Transcribe every record in full, keeping it exactly the same.
※ ※ ※
Issue #1899, opened 2019-02-19
Datepicker component uses non-accessible Flatpickr calendar dropdown


dakahn:
### Problem

The Datepicker relies on the inaccessible Flatpickr component to display a calendar dropdown. This calendar dropdown has [strange or missing keyboard navigation](https://github.com/flatpickr/flatpickr/issues/1636) and is being [flagged by our automated accessibility testing system](https://github.com/IBM/carbon-components/issues/1471) (DAP). 

### Solution

Two possible paths forward: we can submit a PR to Flatpickr, but given the release schedule and that work on their end [has slowed](https://github.com/flatpickr/flatpickr/issues/1646) a better long term (though more painful potentially short term) solution may be to convert our date input to a[ native html 5 calendar dropdown](https://developer.mozilla.org/en-US/docs/Web/HTML/Element/input/date).

bakerTX:
We're also having a _lot_ of trouble with this component. Not only is the datepicker throwing DAP violations, but it straight up **trapping** keyboard focus: When using the 'range with calendar' option, it seems impossible to tab out of the input in the forward direction.

trying to tab forward:
![feb-25-2019 16-34-27](https://user-images.githubusercontent.com/8573243/53373508-4bcae880-391b-11e9-828e-e241a311db53.gif)

chmln:
Hey guys, flatpickr author here.

@bakerTX I can't fix problems that are not reported. This is especially pertinent to plugins that have a "beta" status. I have gone ahead and fixed the trapping issue. The patched version is available right now (release v4.5.5).

@dakahn this sounds disingenuous. The accessibility issue you've opened not only contains incorrect information but is not actionable at all. The project has always been receptive to pull requests; and contrary to your tone is very well maintained with 4 developers onboard at this point.

asudoh:
Hi @chmln :wave: thank you so much for chiming in! And our apologies that the issue description here may have been too general against Flatpickr. In fact, though I wasn't on Carbon team when Carbon started using Flatpickr, I could see at then that Flatpickr choice for our date picker allows us to develop the component very quickly meeting our design requirement as well as g11n requirements at that time.

OTOH our design/UX requirements around range mode date picker and its difference from what Flatpickr provides out-of-the-box (or with a plugin) have required some tweaks wrt how our code interacts with Flatpickr. Most of such portion has been gone by using range plugin, though as you mentioned it's in "beta" status. But there are still some, and the combination of those yielded several issues opened still, where:

[...]

PR #1957, opened 2019-03-04
fix(DatePicker): fix tabbing through in range mode

asudoh:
※ ※ ※
§ Exercise response:
Issue #1899, opened 2019-02-19
Datepicker component uses non-accessible Flatpickr calendar dropdown


dakahn:
### Problem

The Datepicker relies on the inaccessible Flatpickr component to display a calendar dropdown. This calendar dropdown has [strange or missing keyboard navigation](https://github.com/flatpickr/flatpickr/issues/1636) and is being [flagged by our automated accessibility testing system](https://github.com/IBM/carbon-components/issues/1471) (DAP). 

### Solution

Two possible paths forward: we can submit a PR to Flatpickr, but given the release schedule and that work on their end [has slowed](https://github.com/flatpickr/flatpickr/issues/1646) a better long term (though more painful potentially short term) solution may be to convert our date input to a[ native html 5 calendar dropdown](https://developer.mozilla.org/en-US/docs/Web/HTML/Element/input/date).

bakerTX:
We're also having a _lot_ of trouble with this component. Not only is the datepicker throwing DAP violations, but it straight up **trapping** keyboard focus: When using the 'range with calendar' option, it seems impossible to tab out of the input in the forward direction.

trying to tab forward:
![feb-25-2019 16-34-27](https://user-images.githubusercontent.com/8573243/53373508-4bcae880-391b-11e9-828e-e241a311db53.gif)

chmln:
Hey guys, flatpickr author here.

@bakerTX I can't fix problems that are not reported. This is especially pertinent to plugins that have a "beta" status. I have gone ahead and fixed the trapping issue. The patched version is available right now (release v4.5.5).

@dakahn this sounds disingenuous. The accessibility issue you've opened not only contains incorrect information but is not actionable at all. The project has always been receptive to pull requests; and contrary to your tone is very well maintained with 4 developers onboard at this point.

asudoh:
Hi @chmln :wave: thank you so much for chiming in! And our apologies that the issue description here may have been too general against Flatpickr. In fact, though I wasn't on Carbon team when Carbon started using Flatpickr, I could see at then that Flatpickr choice for our date picker allows us to develop the component very quickly meeting our design requirement as well as g11n requirements at that time.

OTOH our design/UX requirements around range mode date picker and its difference from what Flatpickr provides out-of-the-box (or with a plugin) have required some tweaks wrt how our code interacts with Flatpickr. Most of such portion has been gone by using range plugin, though as you mentioned it's in "beta" status. But there are still some, and the combination of those yielded several issues opened still, where:

[...]

PR #1957, opened 2019-03-04
fix(DatePicker): fix tabbing through in range mode

asudoh:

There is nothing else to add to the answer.